BEGIN SUPPLIED RECORDS

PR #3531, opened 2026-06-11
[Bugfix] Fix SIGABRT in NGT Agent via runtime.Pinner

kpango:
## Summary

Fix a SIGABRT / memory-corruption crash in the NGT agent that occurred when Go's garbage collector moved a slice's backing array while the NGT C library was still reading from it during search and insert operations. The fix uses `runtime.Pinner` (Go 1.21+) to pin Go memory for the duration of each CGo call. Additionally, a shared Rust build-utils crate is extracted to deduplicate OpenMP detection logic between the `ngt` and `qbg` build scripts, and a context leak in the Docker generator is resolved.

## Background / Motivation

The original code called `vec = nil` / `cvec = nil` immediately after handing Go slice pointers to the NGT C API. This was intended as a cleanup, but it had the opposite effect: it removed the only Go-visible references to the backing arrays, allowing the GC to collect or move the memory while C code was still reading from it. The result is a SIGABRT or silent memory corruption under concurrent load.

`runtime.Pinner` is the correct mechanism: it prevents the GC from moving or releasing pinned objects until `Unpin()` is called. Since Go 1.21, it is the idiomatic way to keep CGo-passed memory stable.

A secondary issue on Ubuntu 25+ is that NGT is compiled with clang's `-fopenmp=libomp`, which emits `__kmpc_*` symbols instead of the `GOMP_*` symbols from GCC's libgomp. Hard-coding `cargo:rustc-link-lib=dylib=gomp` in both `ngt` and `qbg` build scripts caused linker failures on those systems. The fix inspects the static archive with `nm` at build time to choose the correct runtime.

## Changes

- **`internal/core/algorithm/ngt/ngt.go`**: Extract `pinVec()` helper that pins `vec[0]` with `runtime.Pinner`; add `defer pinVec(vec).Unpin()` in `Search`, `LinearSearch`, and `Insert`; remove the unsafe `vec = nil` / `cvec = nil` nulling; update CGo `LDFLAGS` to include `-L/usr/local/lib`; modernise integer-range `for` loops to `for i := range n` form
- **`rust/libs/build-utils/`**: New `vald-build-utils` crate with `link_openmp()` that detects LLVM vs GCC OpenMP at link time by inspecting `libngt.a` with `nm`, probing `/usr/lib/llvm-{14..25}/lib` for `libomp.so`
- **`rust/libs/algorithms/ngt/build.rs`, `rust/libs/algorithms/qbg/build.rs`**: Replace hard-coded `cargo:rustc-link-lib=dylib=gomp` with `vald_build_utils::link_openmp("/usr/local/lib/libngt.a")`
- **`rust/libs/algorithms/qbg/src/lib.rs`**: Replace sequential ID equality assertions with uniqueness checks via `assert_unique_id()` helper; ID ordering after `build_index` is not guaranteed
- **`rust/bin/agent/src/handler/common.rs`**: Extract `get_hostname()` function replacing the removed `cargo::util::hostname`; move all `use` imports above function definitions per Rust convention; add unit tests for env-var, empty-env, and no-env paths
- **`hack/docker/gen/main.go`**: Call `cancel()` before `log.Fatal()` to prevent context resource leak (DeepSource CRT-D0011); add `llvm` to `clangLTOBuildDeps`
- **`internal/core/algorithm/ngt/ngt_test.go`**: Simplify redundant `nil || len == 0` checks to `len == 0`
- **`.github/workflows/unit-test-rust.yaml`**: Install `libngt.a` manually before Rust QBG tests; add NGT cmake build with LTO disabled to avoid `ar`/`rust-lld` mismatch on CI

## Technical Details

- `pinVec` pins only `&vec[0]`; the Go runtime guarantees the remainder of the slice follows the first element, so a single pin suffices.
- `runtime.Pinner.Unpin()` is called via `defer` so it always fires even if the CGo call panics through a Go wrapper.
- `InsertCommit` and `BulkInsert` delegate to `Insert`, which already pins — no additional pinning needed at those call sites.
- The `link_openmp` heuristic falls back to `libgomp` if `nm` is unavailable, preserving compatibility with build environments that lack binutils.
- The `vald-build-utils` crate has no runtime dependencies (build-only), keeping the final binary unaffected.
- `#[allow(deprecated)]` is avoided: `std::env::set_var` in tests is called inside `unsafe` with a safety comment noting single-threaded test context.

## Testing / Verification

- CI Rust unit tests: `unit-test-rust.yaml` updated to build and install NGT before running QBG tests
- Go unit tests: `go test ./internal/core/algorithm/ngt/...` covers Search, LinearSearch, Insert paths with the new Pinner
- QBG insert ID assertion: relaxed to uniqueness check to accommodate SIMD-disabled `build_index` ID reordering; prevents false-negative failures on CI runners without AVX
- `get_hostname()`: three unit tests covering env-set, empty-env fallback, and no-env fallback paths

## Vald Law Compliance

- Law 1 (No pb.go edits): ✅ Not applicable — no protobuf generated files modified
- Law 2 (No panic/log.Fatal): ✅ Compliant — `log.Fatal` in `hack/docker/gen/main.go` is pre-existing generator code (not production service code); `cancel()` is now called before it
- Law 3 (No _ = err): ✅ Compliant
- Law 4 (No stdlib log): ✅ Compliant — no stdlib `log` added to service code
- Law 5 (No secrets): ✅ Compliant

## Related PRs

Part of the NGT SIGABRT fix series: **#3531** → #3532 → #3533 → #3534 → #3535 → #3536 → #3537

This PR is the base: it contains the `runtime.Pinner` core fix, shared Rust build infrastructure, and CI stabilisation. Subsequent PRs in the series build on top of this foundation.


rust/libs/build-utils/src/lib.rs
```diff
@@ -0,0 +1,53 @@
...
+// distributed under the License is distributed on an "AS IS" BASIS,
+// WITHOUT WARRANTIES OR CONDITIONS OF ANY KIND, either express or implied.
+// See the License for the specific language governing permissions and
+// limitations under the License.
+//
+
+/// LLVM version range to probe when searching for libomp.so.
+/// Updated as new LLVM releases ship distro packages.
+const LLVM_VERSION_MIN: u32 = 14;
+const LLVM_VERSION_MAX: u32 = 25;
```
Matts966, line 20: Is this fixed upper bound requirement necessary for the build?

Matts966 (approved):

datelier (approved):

END SUPPLIED RECORDS

#### YOUR OBJECTIVE
After reading the entries, reproduce every one of them exactly.

#### EXERCISE RESPONSE
PR #3531, opened 2026-06-11
[Bugfix] Fix SIGABRT in NGT Agent via runtime.Pinner

kpango:
## Summary

Fix a SIGABRT / memory-corruption crash in the NGT agent that occurred when Go's garbage collector moved a slice's backing array while the NGT C library was still reading from it during search and insert operations. The fix uses `runtime.Pinner` (Go 1.21+) to pin Go memory for the duration of each CGo call. Additionally, a shared Rust build-utils crate is extracted to deduplicate OpenMP detection logic between the `ngt` and `qbg` build scripts, and a context leak in the Docker generator is resolved.

## Background / Motivation

The original code called `vec = nil` / `cvec = nil` immediately after handing Go slice pointers to the NGT C API. This was intended as a cleanup, but it had the opposite effect: it removed the only Go-visible references to the backing arrays, allowing the GC to collect or move the memory while C code was still reading from it. The result is a SIGABRT or silent memory corruption under concurrent load.

`runtime.Pinner` is the correct mechanism: it prevents the GC from moving or releasing pinned objects until `Unpin()` is called. Since Go 1.21, it is the idiomatic way to keep CGo-passed memory stable.

A secondary issue on Ubuntu 25+ is that NGT is compiled with clang's `-fopenmp=libomp`, which emits `__kmpc_*` symbols instead of the `GOMP_*` symbols from GCC's libgomp. Hard-coding `cargo:rustc-link-lib=dylib=gomp` in both `ngt` and `qbg` build scripts caused linker failures on those systems. The fix inspects the static archive with `nm` at build time to choose the correct runtime.

## Changes

- **`internal/core/algorithm/ngt/ngt.go`**: Extract `pinVec()` helper that pins `vec[0]` with `runtime.Pinner`; add `defer pinVec(vec).Unpin()` in `Search`, `LinearSearch`, and `Insert`; remove the unsafe `vec = nil` / `cvec = nil` nulling; update CGo `LDFLAGS` to include `-L/usr/local/lib`; modernise integer-range `for` loops to `for i := range n` form
- **`rust/libs/build-utils/`**: New `vald-build-utils` crate with `link_openmp()` that detects LLVM vs GCC OpenMP at link time by inspecting `libngt.a` with `nm`, probing `/usr/lib/llvm-{14..25}/lib` for `libomp.so`
- **`rust/libs/algorithms/ngt/build.rs`, `rust/libs/algorithms/qbg/build.rs`**: Replace hard-coded `cargo:rustc-link-lib=dylib=gomp` with `vald_build_utils::link_openmp("/usr/local/lib/libngt.a")`
- **`rust/libs/algorithms/qbg/src/lib.rs`**: Replace sequential ID equality assertions with uniqueness checks via `assert_unique_id()` helper; ID ordering after `build_index` is not guaranteed
- **`rust/bin/agent/src/handler/common.rs`**: Extract `get_hostname()` function replacing the removed `cargo::util::hostname`; move all `use` imports above function definitions per Rust convention; add unit tests for env-var, empty-env, and no-env paths
- **`hack/docker/gen/main.go`**: Call `cancel()` before `log.Fatal()` to prevent context resource leak (DeepSource CRT-D0011); add `llvm` to `clangLTOBuildDeps`
- **`internal/core/algorithm/ngt/ngt_test.go`**: Simplify redundant `nil || len == 0` checks to `len == 0`
- **`.github/workflows/unit-test-rust.yaml`**: Install `libngt.a` manually before Rust QBG tests; add NGT cmake build with LTO disabled to avoid `ar`/`rust-lld` mismatch on CI

## Technical Details

- `pinVec` pins only `&vec[0]`; the Go runtime guarantees the remainder of the slice follows the first element, so a single pin suffices.
- `runtime.Pinner.Unpin()` is called via `defer` so it always fires even if the CGo call panics through a Go wrapper.
- `InsertCommit` and `BulkInsert` delegate to `Insert`, which already pins — no additional pinning needed at those call sites.
- The `link_openmp` heuristic falls back to `libgomp` if `nm` is unavailable, preserving compatibility with build environments that lack binutils.
- The `vald-build-utils` crate has no runtime dependencies (build-only), keeping the final binary unaffected.
- `#[allow(deprecated)]` is avoided: `std::env::set_var` in tests is called inside `unsafe` with a safety comment noting single-threaded test context.

## Testing / Verification

- CI Rust unit tests: `unit-test-rust.yaml` updated to build and install NGT before running QBG tests
- Go unit tests: `go test ./internal/core/algorithm/ngt/...` covers Search, LinearSearch, Insert paths with the new Pinner
- QBG insert ID assertion: relaxed to uniqueness check to accommodate SIMD-disabled `build_index` ID reordering; prevents false-negative failures on CI runners without AVX
- `get_hostname()`: three unit tests covering env-set, empty-env fallback, and no-env fallback paths

## Vald Law Compliance

- Law 1 (No pb.go edits): ✅ Not applicable — no protobuf generated files modified
- Law 2 (No panic/log.Fatal): ✅ Compliant — `log.Fatal` in `hack/docker/gen/main.go` is pre-existing generator code (not production service code); `cancel()` is now called before it
- Law 3 (No _ = err): ✅ Compliant
- Law 4 (No stdlib log): ✅ Compliant — no stdlib `log` added to service code
- Law 5 (No secrets): ✅ Compliant

## Related PRs

Part of the NGT SIGABRT fix series: **#3531** → #3532 → #3533 → #3534 → #3535 → #3536 → #3537

This PR is the base: it contains the `runtime.Pinner` core fix, shared Rust build infrastructure, and CI stabilisation. Subsequent PRs in the series build on top of this foundation.


rust/libs/build-utils/src/lib.rs
```diff
@@ -0,0 +1,53 @@
...
+// distributed under the License is distributed on an "AS IS" BASIS,
+// WITHOUT WARRANTIES OR CONDITIONS OF ANY KIND, either express or implied.
+// See the License for the specific language governing permissions and
+// limitations under the License.
+//
+
+/// LLVM version range to probe when searching for libomp.so.
+/// Updated as new LLVM releases ship distro packages.
+const LLVM_VERSION_MIN: u32 = 14;
+const LLVM_VERSION_MAX: u32 = 25;
```
Matts966, line 20: Is this fixed upper bound requirement necessary for the build?

Matts966 (approved):

datelier (approved):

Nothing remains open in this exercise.